- **PROBLEM TO SOLVE**:
Determine how many lines in the records hold "either", then give that number by itself.

Dataset excerpts:
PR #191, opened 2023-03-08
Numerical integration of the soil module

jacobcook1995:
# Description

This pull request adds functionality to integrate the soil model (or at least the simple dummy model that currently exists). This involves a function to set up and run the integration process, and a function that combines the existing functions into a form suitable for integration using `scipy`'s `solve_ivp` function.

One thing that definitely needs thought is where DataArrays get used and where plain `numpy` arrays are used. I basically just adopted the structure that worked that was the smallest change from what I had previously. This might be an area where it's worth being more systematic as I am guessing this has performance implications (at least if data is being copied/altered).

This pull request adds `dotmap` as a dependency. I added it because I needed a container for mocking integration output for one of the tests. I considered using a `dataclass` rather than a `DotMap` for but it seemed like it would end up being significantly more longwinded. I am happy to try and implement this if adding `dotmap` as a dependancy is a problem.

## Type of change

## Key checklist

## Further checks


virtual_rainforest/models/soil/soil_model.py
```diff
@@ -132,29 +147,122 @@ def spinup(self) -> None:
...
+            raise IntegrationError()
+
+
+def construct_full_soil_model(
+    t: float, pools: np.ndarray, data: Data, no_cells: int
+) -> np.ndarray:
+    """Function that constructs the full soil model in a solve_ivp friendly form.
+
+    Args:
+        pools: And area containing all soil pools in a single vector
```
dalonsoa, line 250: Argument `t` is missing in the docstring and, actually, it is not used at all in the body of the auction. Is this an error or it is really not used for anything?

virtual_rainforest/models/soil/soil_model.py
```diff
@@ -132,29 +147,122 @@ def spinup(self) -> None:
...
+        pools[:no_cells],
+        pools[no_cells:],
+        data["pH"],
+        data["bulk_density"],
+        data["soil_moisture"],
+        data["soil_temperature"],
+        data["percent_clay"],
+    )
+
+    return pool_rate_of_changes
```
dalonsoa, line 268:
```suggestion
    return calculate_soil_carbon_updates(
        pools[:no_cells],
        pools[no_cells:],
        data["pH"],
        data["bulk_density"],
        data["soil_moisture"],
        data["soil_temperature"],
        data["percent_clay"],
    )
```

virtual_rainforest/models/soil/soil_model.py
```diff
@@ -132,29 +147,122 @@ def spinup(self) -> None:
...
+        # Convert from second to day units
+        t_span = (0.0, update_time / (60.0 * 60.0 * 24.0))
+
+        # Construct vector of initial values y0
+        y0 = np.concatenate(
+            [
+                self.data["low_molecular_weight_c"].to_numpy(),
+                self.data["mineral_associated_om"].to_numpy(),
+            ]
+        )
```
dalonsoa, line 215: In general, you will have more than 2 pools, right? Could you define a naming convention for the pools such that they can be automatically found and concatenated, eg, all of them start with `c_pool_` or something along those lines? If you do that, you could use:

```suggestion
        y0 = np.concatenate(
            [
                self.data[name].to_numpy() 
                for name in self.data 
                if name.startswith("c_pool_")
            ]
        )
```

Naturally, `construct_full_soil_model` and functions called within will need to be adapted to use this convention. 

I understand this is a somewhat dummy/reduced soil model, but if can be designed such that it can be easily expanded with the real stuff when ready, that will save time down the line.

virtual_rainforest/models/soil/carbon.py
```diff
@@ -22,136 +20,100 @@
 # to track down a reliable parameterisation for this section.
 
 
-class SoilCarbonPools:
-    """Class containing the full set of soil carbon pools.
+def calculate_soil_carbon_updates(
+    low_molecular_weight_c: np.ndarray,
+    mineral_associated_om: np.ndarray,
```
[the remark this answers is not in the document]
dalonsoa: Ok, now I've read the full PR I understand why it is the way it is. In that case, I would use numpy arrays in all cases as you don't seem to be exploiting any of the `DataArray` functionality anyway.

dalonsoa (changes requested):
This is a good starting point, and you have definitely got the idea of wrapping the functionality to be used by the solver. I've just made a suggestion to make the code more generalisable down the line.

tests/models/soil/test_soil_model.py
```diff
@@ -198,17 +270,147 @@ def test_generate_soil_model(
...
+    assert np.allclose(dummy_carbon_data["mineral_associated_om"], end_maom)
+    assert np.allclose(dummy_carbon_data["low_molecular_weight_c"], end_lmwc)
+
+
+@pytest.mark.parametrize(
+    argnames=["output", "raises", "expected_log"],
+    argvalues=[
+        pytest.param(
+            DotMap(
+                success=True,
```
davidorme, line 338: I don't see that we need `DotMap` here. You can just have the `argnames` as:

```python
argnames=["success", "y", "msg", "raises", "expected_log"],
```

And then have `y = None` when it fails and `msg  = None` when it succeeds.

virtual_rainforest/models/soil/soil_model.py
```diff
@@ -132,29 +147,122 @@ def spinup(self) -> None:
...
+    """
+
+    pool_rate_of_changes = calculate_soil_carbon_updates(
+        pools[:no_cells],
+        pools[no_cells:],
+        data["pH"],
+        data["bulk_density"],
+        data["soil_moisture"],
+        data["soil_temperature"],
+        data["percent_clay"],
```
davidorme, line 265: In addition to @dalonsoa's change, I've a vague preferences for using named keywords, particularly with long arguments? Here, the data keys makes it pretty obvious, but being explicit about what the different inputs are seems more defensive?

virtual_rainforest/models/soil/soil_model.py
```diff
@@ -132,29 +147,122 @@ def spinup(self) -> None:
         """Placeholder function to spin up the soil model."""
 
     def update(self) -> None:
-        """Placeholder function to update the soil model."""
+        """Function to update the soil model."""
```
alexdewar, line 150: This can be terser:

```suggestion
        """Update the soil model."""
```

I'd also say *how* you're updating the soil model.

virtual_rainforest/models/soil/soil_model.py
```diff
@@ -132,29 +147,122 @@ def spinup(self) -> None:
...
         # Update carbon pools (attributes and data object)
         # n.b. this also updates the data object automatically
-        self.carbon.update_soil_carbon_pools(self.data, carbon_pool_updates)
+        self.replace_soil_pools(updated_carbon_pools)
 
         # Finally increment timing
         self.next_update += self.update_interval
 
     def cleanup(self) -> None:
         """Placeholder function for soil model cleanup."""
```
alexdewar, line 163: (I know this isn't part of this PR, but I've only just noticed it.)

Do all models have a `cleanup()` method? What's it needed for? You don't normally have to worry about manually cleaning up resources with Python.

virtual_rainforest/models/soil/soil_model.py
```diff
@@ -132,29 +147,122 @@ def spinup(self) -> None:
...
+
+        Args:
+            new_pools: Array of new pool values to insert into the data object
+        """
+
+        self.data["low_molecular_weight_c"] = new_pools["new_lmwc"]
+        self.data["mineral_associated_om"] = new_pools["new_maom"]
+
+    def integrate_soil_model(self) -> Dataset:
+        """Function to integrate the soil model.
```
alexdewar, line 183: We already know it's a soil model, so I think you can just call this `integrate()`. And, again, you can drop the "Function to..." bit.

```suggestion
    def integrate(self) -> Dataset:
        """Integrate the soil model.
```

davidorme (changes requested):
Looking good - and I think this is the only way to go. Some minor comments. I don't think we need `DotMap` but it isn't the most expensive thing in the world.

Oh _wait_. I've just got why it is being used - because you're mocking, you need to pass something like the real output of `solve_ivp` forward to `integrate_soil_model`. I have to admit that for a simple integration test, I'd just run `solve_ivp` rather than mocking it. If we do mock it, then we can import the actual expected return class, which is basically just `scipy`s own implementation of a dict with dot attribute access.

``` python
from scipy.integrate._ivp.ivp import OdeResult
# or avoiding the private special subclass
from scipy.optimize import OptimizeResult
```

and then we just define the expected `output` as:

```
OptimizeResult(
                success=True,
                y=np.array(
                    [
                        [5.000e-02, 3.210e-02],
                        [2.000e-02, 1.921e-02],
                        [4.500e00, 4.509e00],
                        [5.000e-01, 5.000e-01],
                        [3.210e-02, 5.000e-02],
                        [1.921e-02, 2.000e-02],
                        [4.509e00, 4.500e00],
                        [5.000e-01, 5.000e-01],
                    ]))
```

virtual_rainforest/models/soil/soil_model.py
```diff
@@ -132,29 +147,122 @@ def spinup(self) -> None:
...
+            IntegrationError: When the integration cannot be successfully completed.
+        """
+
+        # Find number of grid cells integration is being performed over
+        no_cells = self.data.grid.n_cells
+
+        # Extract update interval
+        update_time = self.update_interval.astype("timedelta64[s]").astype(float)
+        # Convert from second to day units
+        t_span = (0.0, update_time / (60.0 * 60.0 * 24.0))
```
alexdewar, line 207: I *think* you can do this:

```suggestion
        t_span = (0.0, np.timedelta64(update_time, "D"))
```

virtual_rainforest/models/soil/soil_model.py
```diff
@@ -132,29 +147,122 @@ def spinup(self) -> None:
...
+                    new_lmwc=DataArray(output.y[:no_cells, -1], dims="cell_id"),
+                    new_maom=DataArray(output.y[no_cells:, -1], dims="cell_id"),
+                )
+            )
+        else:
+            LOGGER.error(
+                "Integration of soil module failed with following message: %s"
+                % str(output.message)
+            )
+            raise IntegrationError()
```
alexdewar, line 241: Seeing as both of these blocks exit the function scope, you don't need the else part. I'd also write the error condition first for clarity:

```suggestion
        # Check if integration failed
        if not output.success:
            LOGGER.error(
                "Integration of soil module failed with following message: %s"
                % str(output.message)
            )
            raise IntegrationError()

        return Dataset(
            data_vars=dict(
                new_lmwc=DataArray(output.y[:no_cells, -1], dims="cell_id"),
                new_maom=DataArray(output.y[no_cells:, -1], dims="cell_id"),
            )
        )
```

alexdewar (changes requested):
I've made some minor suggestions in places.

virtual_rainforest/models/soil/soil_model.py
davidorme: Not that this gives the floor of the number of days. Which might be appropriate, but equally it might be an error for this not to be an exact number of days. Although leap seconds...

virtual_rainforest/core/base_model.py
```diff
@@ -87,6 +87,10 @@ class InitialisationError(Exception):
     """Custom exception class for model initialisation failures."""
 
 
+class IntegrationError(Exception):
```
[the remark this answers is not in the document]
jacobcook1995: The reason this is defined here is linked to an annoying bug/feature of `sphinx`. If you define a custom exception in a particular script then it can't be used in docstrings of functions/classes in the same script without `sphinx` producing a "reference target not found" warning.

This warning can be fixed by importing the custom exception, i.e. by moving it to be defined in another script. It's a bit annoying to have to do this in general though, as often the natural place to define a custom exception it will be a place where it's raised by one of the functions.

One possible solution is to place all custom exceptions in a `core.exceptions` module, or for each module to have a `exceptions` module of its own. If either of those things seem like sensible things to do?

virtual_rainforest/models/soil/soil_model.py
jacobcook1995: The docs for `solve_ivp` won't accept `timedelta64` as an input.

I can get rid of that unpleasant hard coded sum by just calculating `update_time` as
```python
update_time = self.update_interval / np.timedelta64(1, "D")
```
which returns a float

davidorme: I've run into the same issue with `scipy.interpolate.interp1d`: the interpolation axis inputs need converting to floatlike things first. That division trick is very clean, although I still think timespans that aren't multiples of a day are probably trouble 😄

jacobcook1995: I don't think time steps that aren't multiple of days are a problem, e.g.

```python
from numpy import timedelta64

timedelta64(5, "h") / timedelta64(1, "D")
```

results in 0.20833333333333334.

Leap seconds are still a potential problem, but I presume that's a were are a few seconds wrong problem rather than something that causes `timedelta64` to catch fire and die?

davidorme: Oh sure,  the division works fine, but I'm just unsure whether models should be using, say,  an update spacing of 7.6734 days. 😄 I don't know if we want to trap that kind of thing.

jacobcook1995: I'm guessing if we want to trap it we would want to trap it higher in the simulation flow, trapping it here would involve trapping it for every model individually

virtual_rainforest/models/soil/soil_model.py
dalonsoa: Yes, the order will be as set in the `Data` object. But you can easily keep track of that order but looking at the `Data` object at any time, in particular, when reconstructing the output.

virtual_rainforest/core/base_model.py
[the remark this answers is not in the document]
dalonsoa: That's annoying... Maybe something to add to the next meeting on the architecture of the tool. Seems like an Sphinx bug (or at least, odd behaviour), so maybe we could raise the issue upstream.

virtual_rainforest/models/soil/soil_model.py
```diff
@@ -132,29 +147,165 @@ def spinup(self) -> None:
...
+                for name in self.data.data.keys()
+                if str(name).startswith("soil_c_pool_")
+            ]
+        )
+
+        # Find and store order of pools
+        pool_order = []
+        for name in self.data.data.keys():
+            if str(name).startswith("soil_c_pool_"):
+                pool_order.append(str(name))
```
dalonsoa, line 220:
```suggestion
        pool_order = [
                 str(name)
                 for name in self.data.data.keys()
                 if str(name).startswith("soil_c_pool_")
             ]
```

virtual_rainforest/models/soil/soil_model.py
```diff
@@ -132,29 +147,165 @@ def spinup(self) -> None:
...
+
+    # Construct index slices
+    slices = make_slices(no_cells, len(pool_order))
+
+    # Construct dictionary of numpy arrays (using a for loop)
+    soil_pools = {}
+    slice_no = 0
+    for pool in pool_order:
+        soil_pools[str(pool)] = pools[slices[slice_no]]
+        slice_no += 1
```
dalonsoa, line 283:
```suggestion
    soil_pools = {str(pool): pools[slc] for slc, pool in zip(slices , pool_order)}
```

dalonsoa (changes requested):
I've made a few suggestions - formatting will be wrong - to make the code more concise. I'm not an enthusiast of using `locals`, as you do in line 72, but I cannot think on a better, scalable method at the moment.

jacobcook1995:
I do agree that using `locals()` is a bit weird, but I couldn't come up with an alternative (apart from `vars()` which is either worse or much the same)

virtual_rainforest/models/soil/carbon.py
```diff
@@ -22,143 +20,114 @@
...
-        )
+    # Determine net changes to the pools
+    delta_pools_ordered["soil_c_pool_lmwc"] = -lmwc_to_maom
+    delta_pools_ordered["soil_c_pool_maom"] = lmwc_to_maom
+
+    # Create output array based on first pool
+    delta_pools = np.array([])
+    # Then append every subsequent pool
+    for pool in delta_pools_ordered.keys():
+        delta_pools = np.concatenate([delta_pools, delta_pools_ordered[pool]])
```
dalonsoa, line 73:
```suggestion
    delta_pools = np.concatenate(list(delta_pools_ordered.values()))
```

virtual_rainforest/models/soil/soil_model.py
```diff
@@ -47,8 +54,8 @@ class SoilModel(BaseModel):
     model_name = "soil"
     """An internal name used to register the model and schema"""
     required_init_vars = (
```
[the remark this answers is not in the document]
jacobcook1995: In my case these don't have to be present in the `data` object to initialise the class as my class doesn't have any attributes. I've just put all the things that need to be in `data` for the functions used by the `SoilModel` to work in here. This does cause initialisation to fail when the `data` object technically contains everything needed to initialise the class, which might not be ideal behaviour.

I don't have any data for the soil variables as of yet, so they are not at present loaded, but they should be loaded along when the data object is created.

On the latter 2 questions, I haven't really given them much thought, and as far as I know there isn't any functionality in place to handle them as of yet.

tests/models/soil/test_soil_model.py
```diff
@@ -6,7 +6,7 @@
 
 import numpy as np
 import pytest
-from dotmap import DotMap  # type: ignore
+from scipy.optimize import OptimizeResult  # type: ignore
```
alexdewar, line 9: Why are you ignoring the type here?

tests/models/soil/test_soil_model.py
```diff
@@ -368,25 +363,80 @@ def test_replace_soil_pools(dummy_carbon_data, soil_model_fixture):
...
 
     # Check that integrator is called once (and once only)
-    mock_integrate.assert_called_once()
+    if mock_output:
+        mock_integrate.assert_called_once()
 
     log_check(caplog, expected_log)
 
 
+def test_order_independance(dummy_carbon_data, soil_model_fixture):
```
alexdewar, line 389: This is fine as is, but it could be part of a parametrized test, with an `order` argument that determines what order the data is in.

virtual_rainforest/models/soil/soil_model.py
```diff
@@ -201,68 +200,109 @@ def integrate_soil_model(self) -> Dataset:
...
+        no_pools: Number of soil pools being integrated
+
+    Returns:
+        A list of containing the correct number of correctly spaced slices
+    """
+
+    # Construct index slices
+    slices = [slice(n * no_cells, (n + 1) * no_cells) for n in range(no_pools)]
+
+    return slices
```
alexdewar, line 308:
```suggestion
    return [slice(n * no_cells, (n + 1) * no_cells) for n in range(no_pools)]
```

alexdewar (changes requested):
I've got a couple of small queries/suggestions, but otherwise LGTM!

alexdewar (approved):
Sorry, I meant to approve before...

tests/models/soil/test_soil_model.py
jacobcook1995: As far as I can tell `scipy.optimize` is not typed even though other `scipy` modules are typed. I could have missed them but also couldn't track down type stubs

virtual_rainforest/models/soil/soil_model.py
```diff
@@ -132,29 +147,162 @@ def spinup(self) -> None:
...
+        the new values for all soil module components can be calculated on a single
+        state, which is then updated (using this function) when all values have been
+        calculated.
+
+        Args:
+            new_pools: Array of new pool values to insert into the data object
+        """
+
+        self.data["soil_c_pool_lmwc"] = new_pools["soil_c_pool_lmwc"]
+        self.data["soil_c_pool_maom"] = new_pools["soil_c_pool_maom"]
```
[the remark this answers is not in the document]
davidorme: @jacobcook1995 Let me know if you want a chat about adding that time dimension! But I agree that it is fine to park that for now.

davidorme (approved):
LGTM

- **EXERCISE RESPONSE**:
2